[Saved data entries]
PR #715, opened 2021-01-26
EWPP-614: Set labels in teaser view mode to be hidden.

nagyad:


modules/oe_theme_content_publication/oe_theme_content_publication.post_update.php
```diff
@@ -153,3 +153,23 @@ function oe_theme_content_publication_post_update_00008(): void {
...
+    'oe_author',
+    'oe_publication_date',
+    'oe_publication_thumbnail',
+    'oe_publication_type',
+    'oe_teaser',
+  ];
+  foreach ($fields as $field) {
+    $component = $display->getComponent($field);
+    $component['label'] = 'hidden';
+    $display->setComponent($field, $component);
```
ademarco, line 182: On a site we cannot assume these fields are on the teaser, we need to check that they are before changing the label.

modules/oe_theme_content_publication/oe_theme_content_publication.post_update.php
```diff
@@ -153,3 +153,23 @@ function oe_theme_content_publication_post_update_00008(): void {
   $display = $storage->createFromStorageRecord($display_values);
   $display->save();
 }
+
+/**
+ * Set labels in teaser view mode to be hidden.
+ */
+function oe_theme_content_publication_post_update_00009() {
+  $display = EntityViewDisplay::load('node.oe_publication.teaser');
```
ademarco, line 162: We cannot assume that the teaser is still there on a site using this module, let's first check that it exists.

ademarco (changes requested):

ademarco (dismissed):

drishu (dismissed):

ademarco (approved):

drishu (approved):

## [Problem details]
Output every record above a second time, exactly.

## [Exercise output]
PR #715, opened 2021-01-26
EWPP-614: Set labels in teaser view mode to be hidden.

nagyad:


modules/oe_theme_content_publication/oe_theme_content_publication.post_update.php
```diff
@@ -153,3 +153,23 @@ function oe_theme_content_publication_post_update_00008(): void {
...
+    'oe_author',
+    'oe_publication_date',
+    'oe_publication_thumbnail',
+    'oe_publication_type',
+    'oe_teaser',
+  ];
+  foreach ($fields as $field) {
+    $component = $display->getComponent($field);
+    $component['label'] = 'hidden';
+    $display->setComponent($field, $component);
```
ademarco, line 182: On a site we cannot assume these fields are on the teaser, we need to check that they are before changing the label.

modules/oe_theme_content_publication/oe_theme_content_publication.post_update.php
```diff
@@ -153,3 +153,23 @@ function oe_theme_content_publication_post_update_00008(): void {
   $display = $storage->createFromStorageRecord($display_values);
   $display->save();
 }
+
+/**
+ * Set labels in teaser view mode to be hidden.
+ */
+function oe_theme_content_publication_post_update_00009() {
+  $display = EntityViewDisplay::load('node.oe_publication.teaser');
```
ademarco, line 162: We cannot assume that the teaser is still there on a site using this module, let's first check that it exists.

ademarco (changes requested):

ademarco (dismissed):

drishu (dismissed):

ademarco (approved):

drishu (approved):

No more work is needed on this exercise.